REVENUE OF SHRINES AND TEMPLES
Temples and shrines derived part of their income from port-dues and
barrier-tolls. Thus, the Hachiman temple of Iwashimizu received tolls
from all traffic passing the Yamazaki barrier; Kofuku-ji levied
duties on vessels entering Hyogo port, and Engaku-ji of Kamakura
collected tolls at the Hakone barrier (sekisho). Such taxes proving
very prolific and easy to levy, the number of barriers increased
rapidly, to the no small obstruction of trade and travel. Further,
the priests were constantly enriched with donations of land and
money, in addition to the rents and taxes obtained from their own
domains, and thus it resulted that several of the great monasteries
possessed much wealth. To that fact is to be attributed the numerous
establishments of soldier-priests maintained at Enryaku-ji, on
Hiei-zan, and at Kofuku-ji, in Nara. To that also is to be ascribed
in part the signal development of literature among the friars, and
the influence wielded by the Shinto officials of Kitano and the betto
of Hachiman.
REVENUE OF JITO
A special tax levied by the jito was the hyakusho-yaku, or farmers'
dues. These were one per cent, of the land-tax originally, but the
rate was subsequently doubled. Other heavy imposts were frequently
and arbitrarily enacted, and there can be no doubt that financial
disorder contributed materially to bringing about the terrible
calamities of the Battle era (Sengoku Jidai), as the period of eleven
decades ending in 1600 is called. For, if the fiscal system was thus
defective during the comparatively prosperous age of the Ashikaga, it
fell into measureless confusion at a later date. It has been stated
above that the area under rice cultivation at the middle of the
fifteenth century was about one million did; at the close of that
century the figure was found to have decreased by more than fifty
thousands of cho. From such a result, opposed as it is to all records
of normal development, the unhappy plight of the agricultural classes
may be inferred.
TOKENS OF CURRENCY
Minting operations also were discontinued under the Ashikaga. Cotton
cloth and rice served as principal media of exchange. Fortunately,
commerce with China in the days of the Ming rulers, and Yoshimasa's
undignified though practical requests, brought a large supply of
Yunglo (Japanese, Eiraku) copper cash, which, with other Chinese
coins of the Tang and Sung dynasties, served the Japanese as media.

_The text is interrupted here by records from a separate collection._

PR #511, opened 2023-02-21
Use only REST for Route and enable logs API

avinal:
## Changes
- remove gRPC from Route and remove tests based on gRPC
- add a tekton-results env config for configmap generation with updated options and replace the default config
- enable logs API
- add tekton-results test using REST API
- remove NET_BIND_SERVICE capability from watcher deployment
- part of PLNSRVCE-1115


developer/images/dependencies-update/hack/bin/tasks/update_binaries.sh
```diff
@@ -72,10 +72,6 @@ get_go_version() {
     )
 }
 
-get_grpc_cli_version() {
```
Roming22, line 75: Please remove the version in `shared/config/dependencies.sh` as well.

operator/test/test.sh
```diff
@@ -196,42 +196,44 @@ test_results() {
...
 
-  if [[ $RECORD_RESULT == *$RESULT_UID* ]]; then
-    echo "OK"
-  else
-    echo "Failed"
-    echo "[ERROR] Unable to retrieve record $RESULT_UID from pipeline run $pipeline_name" >&2
-    exit 1
-  fi
-  echo
+    QUERY_CMD=(
```
Roming22, line 212: That does not look properly formatted. I'd expect the content to be indented, and the closing `)` to be on its own line, not indented.

shared/hack/install.sh
```diff
@@ -155,27 +155,6 @@ install_go() {
     go version
 }
 
-install_grpc_cli() {
```
Roming22, line 158: Remove the build of grpc_cli from the Dockerfiles.

Roming22 (approved):

avinal:
Just FYI, this is a breaking change: gRPC based setup won't work anymore.

adambkaplan:
> Just FYI, this is a breaking change: gRPC based setup won't work anymore.

This is probably the last time we can do this. Now that we have a production environment, we cannot introduce breaking changes without a migration path.

avinal:
Sure @adambkaplan

Issue #201, opened 2016-02-26
AttributeError: 'NoneType' object has no attribute 'name'


jhg:
```python
  File "/opt/Dev_env/lib/python3.4/site-packages/django/contrib/admin/templatetags/admin_list.py", line 378, in date_hierarchy
    months = getattr(months, dates_or_datetimes)(field_name, 'month')
  File "/opt/Dev_env/lib/python3.4/site-packages/django/db/models/query.py", line 650, in datetimes
    plain_field=F(field_name)
  File "/opt/Dev_env/lib/python3.4/site-packages/polymorphic/query.py", line 238, in annotate
    self._process_aggregate_args(args, kwargs)
  File "/opt/Dev_env/lib/python3.4/site-packages/polymorphic/query.py", line 233, in _process_aggregate_args
    patch_lookup(a)
  File "/opt/Dev_env/lib/python3.4/site-packages/polymorphic/query.py", line 197, in patch_lookup_gte_18
    patch_lookup_gte_18(source_expression)
  File "/opt/Dev_env/lib/python3.4/site-packages/polymorphic/query.py", line 199, in patch_lookup_gte_18
    a.name = translate_polymorphic_field_path(self.model, a.name)
AttributeError: 'NoneType' object has no attribute 'name'
```

vdboor:
I've fixed the issue, but it needs some unit testing to clarify why things happened.

jhg-tgu:
I have in admin a model that in version 0.8.1 haven't this error but when upgrade to 0.9.0 or 0.9.1 raise this error in same line of polymorphic.

vdboor:
I'm sorry, it seems this is still only fixed in the master branch (5aa15b226e0215ac98c3f9455bb0ac4f2f6be610). Do you have some code examples that trigger this issue? I'd like to have this secured by tests before I make the release.

NotSqrt:
Hi,

Just faced this issue, I have isolated the problem to the use of Expressions before founding this issue. Here is a minimal case that should reproduce the issue:

```python
class MyModel(PolymorphicModel):
    date = DateTimeField()

from django.db.models.expressions import DateTime
MyModel.objects.all() # OK
MyModel.objects.all().annotate(day_round=DateTime('date', 'day', pytz.utc))  # < fails because day_round.get_source_expressions() == [None]
```

vdboor:
Released in 0.9.2!

PR #208, opened 2016-04-26
Test that expressions are supported

NotSqrt:
Test for #201 

I checked that without commit 88922d7d5e918f1338eeb9baeecb17ed98ed1261, the test fails.

I'm waiting for travis to see if it works on all django versions.


vdboor:
Thanks for the test! This also closes #201 then

PR #211, opened 2016-05-05
Update admin.rst

nikolaz111:
I found this to be useful when we want a base model  object to be used in the admin


vdboor:
It's surely useful to have. However, the method for registering models will change in the next version (with this style being a backwards compatible way). You can register the child admins in the regular way now, and they have a `show_in_index` flag that can be set.

PR #215, opened 2016-05-20
Admin refactoring (based on #58)

skirsdeda:
I took #58 and reimplemented it on current HEAD without removing any of the old code. This means that it is fully backwards compatible.

I am not sure what to do with DeprecationWarning which I added because python hides this by default and I couldn't find any way to make it visible when running the usual ```manage.py runserver```.

Also let me know if I should add something to Changelog. Although text from #58 could be reused I guess.

### DIFF
--- a/polymorphic/admin.py
+++ b/polymorphic/admin.py
@@ -2,14 +2,17 @@
 ModelAdmin code to display polymorphic models.
 """
 import sys
+import warnings
+
+import django
 from django import forms
 from django.conf.urls import url
 from django.contrib import admin
-from django.contrib.admin.helpers import AdminForm, AdminErrorList
+from django.contrib.admin.helpers import AdminErrorList, AdminForm
 from django.contrib.admin.widgets import AdminRadioSelect
 from django.contrib.contenttypes.models import ContentType
 from django.core.exceptions import PermissionDenied
-from django.core.urlresolvers import RegexURLResolver
+from django.core.urlresolvers import RegexURLResolver, resolve
 from django.http import Http404, HttpResponseRedirect
 from django.shortcuts import render_to_response
 from django.template.context import RequestContext
@@ -18,8 +21,6 @@ from django.utils.encoding import force_text
 from django.utils.http import urlencode
 from django.utils.safestring import mark_safe
 from django.utils.translation import ugettext_lazy as _
-import django
-
 
 try:
     # Django 1.6 implements this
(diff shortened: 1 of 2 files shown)


skirsdeda:
Also added ```show_in_index``` attribute to ```PolymorphicChildModelAdmin``` just in case someone wants to see child model separately in the admin index.

polymorphic/admin.py
```diff
@@ -136,6 +135,23 @@ def _lazy_setup(self):
         # By not having this in __init__() there is less stress on import dependencies as well,
         # considering an advanced use cases where a plugin system scans for the child models.
         child_models = self.get_child_models()
+        # Check if child_models are provided via new syntax (iterable of models) or compatibility syntax
+        # (iterable of (Model, Admin). When no child_models are provided, assume new syntax.
+        self._compat_mode = len(child_models) and isinstance(child_models[0], (list, tuple))
```
vdboor: there can be a difference between `self.child_models` and `self.get_child_models()` - similar to the way Django views have a `get_form_class()` and `form_class` attribute. It's recommended to always use `get_child_models()` as some packages (e.g. django-fluent-pages) can provide completely dynamic input here.

vdboor:
Thank you for making a very clear pull request to achieve what #58 did while preserving backwards compatibility. I've made a small comment in the diff, you may want to review that.

polymorphic/admin.py
skirsdeda: Of course. It's just a matter of naming in this case. I'll change it.

skirsdeda:
@vdboor Any news on this? Let me know if anything needs to be done to merge this.

vdboor:
@skirsdeda I've updated the example project too to handle the new-style registration.
I've fixed one bug (c1ee5aad0b66e1dcd1554081353786dbacb16515) and one other remains: when an object is added, the user is redirected to the child-admin, and not the parent admin. Could you look into this?

skirsdeda:
@vdboor Sure, I'll look into that.

skirsdeda:
@vdboor It seems that this could be solved by adding ```response_post_save_add``` and ```response_post_save_change``` methods on ```PolymorphicChildAdmin``` which would find parent admin instance and call those methods on the parent. This would be compatible down to Django **1.5**. If that's fine, I could create a pull request for such fix.

vdboor:
@skirsdeda that is a great idea, I'd love to receive a PR for this.

skirsdeda:
@vdboor While trying to implement that, I hit another problem with new admin implementation. Previously, it was possible to use parent polymorphic model in ```child_models``` so that one gets choice of parent model in add page, now it's impossible because admin site doesn't allow registering two admins for one model. So I guess some flag on ```PolymorphicParentAdmin``` could be added to signify that parent model should be available as child model (to choose in add page and in filter by polymorphic type). I'll incorporate this in the same PR.

PR #221, opened 2016-06-13
#220 Pass hints to returned queryset in PolymorphicManager.get_queryset.

### LINKED ISSUE #220: PolymorphicManager.get_queryset() does not pass hints to returned queryset
`PolymorphicManager.get_queryset()` is defined as follows:

```python
def get_queryset(self):
    qs = self.queryset_class(self.model, using=self._db)
    if self.model._meta.proxy:
        qs = qs.instance_of(self.model)
    return qs
```

Any hints defined on the manager are not passed to the new queryset. This can be a problem when it's not possible to specify a database on the manager itself or when relying on database routers.

`PolymorphicManager.get_queryset()` should be updated to include hints:

```python
def get_queryset(self):
    qs = self.queryset_class(self.model, using=self._db, hints=self._hints)
    if self.model._meta.proxy:
        qs = qs.instance_of(self.model)
    return qs
```

Additionally, `PolymorphicQuerySet` should be updated to use the `self.db` property instead of `self._db` so database routers are used when `self._db` isn't set.

--

An example of when this is a problem is when accessing objects via foreign key properties. E.g.:

```python
class Parent(Model):
    pass

class Child(Model):
    parent = ForeignKey(Parent, related_name='children')

Child.objects.create(parent=Parent())
Child.objects.first().parent
```

This is because Django's `ForwardManyToOneDescriptor.__get__()` uses the following `ForwardManyToOneDescriptor.get_queryset()` method, passing an object instance as a hint:

```python
def get_queryset(self, **hints):
    manager = self.field.remote_field.model._base_manager
    # If the related manager indicates that it should be used for
    # related fields, respect that.
    if not getattr(manager, 'use_for_related_fields', False):
        manager = self.field.remote_field.model._base_manager
    return manager.db_manager(hints=hints).all()
```

The `PolymorphicQuerySet` then has no knowledge of any other databases, so any queries it performs invariably use the `default` database. This can result in incorrect objects being returned if the databases have the same schema, or database errors otherwise.

rp-austin:
- Pass hints to returned queryset in `PolymorphicManager.get_queryset()`.
- Use `self.db` instead of `self._db` in `PolymorphicQuerySet`.
- Add unit tests for related object queries using non-default databases.

Fixes #220.

### DIFF
--- a/polymorphic/managers.py
+++ b/polymorphic/managers.py
@@ -32,7 +32,10 @@ class PolymorphicManager(models.Manager):
         super(PolymorphicManager, self).__init__(*args, **kwrags)
 
     def get_queryset(self):
-        qs = self.queryset_class(self.model, using=self._db, hints=self._hints)
+        if django.VERSION >= (1, 7):
+            qs = self.queryset_class(self.model, using=self._db, hints=self._hints)
+        else:
+            qs = self.queryset_class(self.model, using=self._db)
         if self.model._meta.proxy:
             qs = qs.instance_of(self.model)
         return qs
--- a/polymorphic/managers.py
+++ b/polymorphic/managers.py
@@ -32,7 +32,7 @@ class PolymorphicManager(models.Manager):
         super(PolymorphicManager, self).__init__(*args, **kwrags)
 
     def get_queryset(self):
-        qs = self.queryset_class(self.model, using=self._db)
+        qs = self.queryset_class(self.model, using=self._db, hints=self._hints)
         if self.model._meta.proxy:
             qs = qs.instance_of(self.model)
         return qs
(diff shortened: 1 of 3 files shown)


rp-austin:
I didn't realize hints weren't available prior to Django 1.7. I'll add a version check and push the changes shortly.

vdboor:
Thanks! These are wonderful changes! I wonder whether you could make `test_save_to_non_default_database()` Django 1.4 compatible, or add a `@skipIf(..)` condition as 1.4 is getting very old :P

rp-austin:
Thanks! I ended up simply skipping the failing test for 1.4, though I'm happy to investigate it further if it's an issue.

vdboor:
Great, it's all merged in now.

PR #222, opened 2016-06-14
Fix redirects after child model add/change in PolymorphicChildModelAdmin

skirsdeda:
Since it's possible to have parent model also as a child model in ```child_models``` list, in compatibility mode ```_get_parent_admin``` will do a roundtrip in such case (first it will find parent model's PolymorphicChildAdmin, and on the second call will return super of that PolymorphicChildAdmin subclass). So when in compatibility mode and parent model is among child models, ```_get_parent_admin``` will return super of child admin (not super of parent admin, which happens in all other cases), but it works fine because response_post_save methods redirect to same urls :)

### DIFF
--- a/polymorphic/admin/childadmin.py
+++ b/polymorphic/admin/childadmin.py
@@ -106,6 +106,20 @@ class PolymorphicChildModelAdmin(admin.ModelAdmin):
             "admin/object_history.html"
         ]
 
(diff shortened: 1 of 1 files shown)


vdboor:
Wonderful, thanks for fixing this!

PR #223, opened 2016-06-15
Convert readthedocs links for their .org -> .io migration for hosted projects

adamchainz:
As per [their blog post of the 27th April](https://blog.readthedocs.com/securing-subdomains/) ‘Securing subdomains’:

> Starting today, Read the Docs will start hosting projects from subdomains on the domain readthedocs.io, instead of on readthedocs.org. This change addresses some security concerns around site cookies while hosting user generated data on the same domain as our dashboard.

Test Plan: Manually visited all the links I’ve modified.

### DIFF
--- a/README.rst
+++ b/README.rst
@@ -52,7 +52,7 @@ Django to perform an ``INNER JOIN`` to fetch the model fields from the database.
 While taking this in mind, there are valid reasons for using subclassed models.
 That's what this library is designed for!
 
-For more information, see the `documentation at Read the Docs <https://django-polymorphic.readthedocs.org/>`_.
+For more information, see the `documentation at Read the Docs <https://django-polymorphic.readthedocs.io/>`_.
 
 License
 =======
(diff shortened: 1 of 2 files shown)


adamchainz:
The link on the Github repo description also needs updating.

vdboor:
Thanks!

vdboor:
@chrisglass: could you update the repo link, or give me access to this?

chrisglass:
Hmm I thought you'd have full access to everything.

I just manually updated the repo link for now, but it's surprising that you don't have full access. Perhaps we should make a github team instead of keeping this in my namespace (I've not looked at or otherwise worked with the code forever).

Thoughts?

adamchainz:
Github permissions  ¯\_(ツ)_/¯

vdboor:
@chrisglass I'm in favor of changing that! It's also more encouraging for people to join, because there is more a sense of a team instead of a single person doing everything,

chrisglass:
Let's try to discuss on irc today (in an hour or two)? #django-polymorphic
on freenode? I think it's faster/better this way :)

vdboor:
@chrisglass : perfect!

PR #228, opened 2016-07-07
Update admin.rst

mekhami:
child_models should be an iterable of (Model, ModelAdmin) pairs.


vdboor:
This will change in the 1.0 release. I've updated readthedocs to point to the stable (v0.9.2) docs.
See: http://django-polymorphic.readthedocs.io/en/stable/admin.html

PR #230, opened 2016-07-29
Fix package name

michael-borisov:


vdboor:
We really like to move forward to the dash notation instead. Our GitHub repo name also changed. Where does using the dash affect you?

PR #6, opened 2016-12-23
Observable documentation

dustinlessard-wf:
### Issue

It would be super helpful to see a short comment about what each operator does in our IDEs.

### Solution

Added comments to each operator.  (mostly pulled from rxjs)

rxdart_comments

todo: There is one operator that I could use some help on : tween

### DIFF
--- a/pubspec.yaml
+++ b/pubspec.yaml
@@ -10,5 +10,5 @@ dev_dependencies:
   browser: ^0.10.0+2
   faker: ^0.0.4
   react: ^0.8.5
-  test: ^0.12.5+1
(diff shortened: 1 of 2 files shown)


dustinlessard-wf:
I'm guessing the CI failure is related to https://github.com/dart-lang/test/issues/515 possibly?

pubspec.yaml
```diff
@@ -10,5 +10,5 @@ dev_dependencies:
   browser: ^0.10.0+2
   faker: ^0.0.4
   react: ^0.8.5
-  test: ^0.12.5+1
```
frankpepermans: Tests were failing indeed with the latest test version, this is fixed meanwhile and pushed to the main branch, can you remove this dependency change?

PR #12, opened 2017-01-08
Add `just` constructor

brianegan:
I've found myself doing `new Observable.fromIterable(<int>[1])` a few times now, and realized I miss the `new Observable.just(1)` constructor from other Rx implementations. I know it's a simple change, but one that might be nice to have :)

Would you be open to this PR which adds the `just` constructor from the ReactiveX spec? http://reactivex.io/documentation/operators/just.html

Thanks!

### DIFF
--- a/README.md
+++ b/README.md
@@ -30,6 +30,7 @@ allowing usage of this library in server side (or Flutter) projects as well.
     .sample
     .scan
     .startWith
+    .startWithMany
     .takeUntil
     .timeInterval
     .tap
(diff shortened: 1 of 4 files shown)


README.md
```diff
@@ -30,6 +30,7 @@ allowing usage of this library in server side (or Flutter) projects as well.
     .sample
     .scan
     .startWith
+    .startWithMany
```
brianegan: Just threw this in there because I saw it was missing

brianegan:
Sure thing! Just pushed a test up. The factory doesn't contain much logic itself as it defers that to other methods, so lemme know if that's enough coverage or if there's more you'd like tested.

This fortuitous element was conspicuous in all the domain of finance,
especially after the Onin War, when the territorial magnates fixed
the taxes at their own convenience and without any thought of
uniformity. One of the only sincere and statesmanlike efforts of
reform was made, in 1491, by Hojo Soun. He reduced the rate then
ruling, namely, equal parts to the tax-collector and to the taxpayer,
and made it forty per cent, to the former and sixty to the latter,
and he ordained that any jito collecting so much as a mon in excess
of the official figure, should be severely punished. How the people
fared elsewhere it is not possible to say accurately, but the records
show that extraordinary imposts were levied frequently, and that the
tansen was exacted again and again, as also were taxes on trades. As
for the Imperial household, such was its condition that it barely
subsisted on presents made by certain military magnates, so complete
was the decentralization of the empire in this period.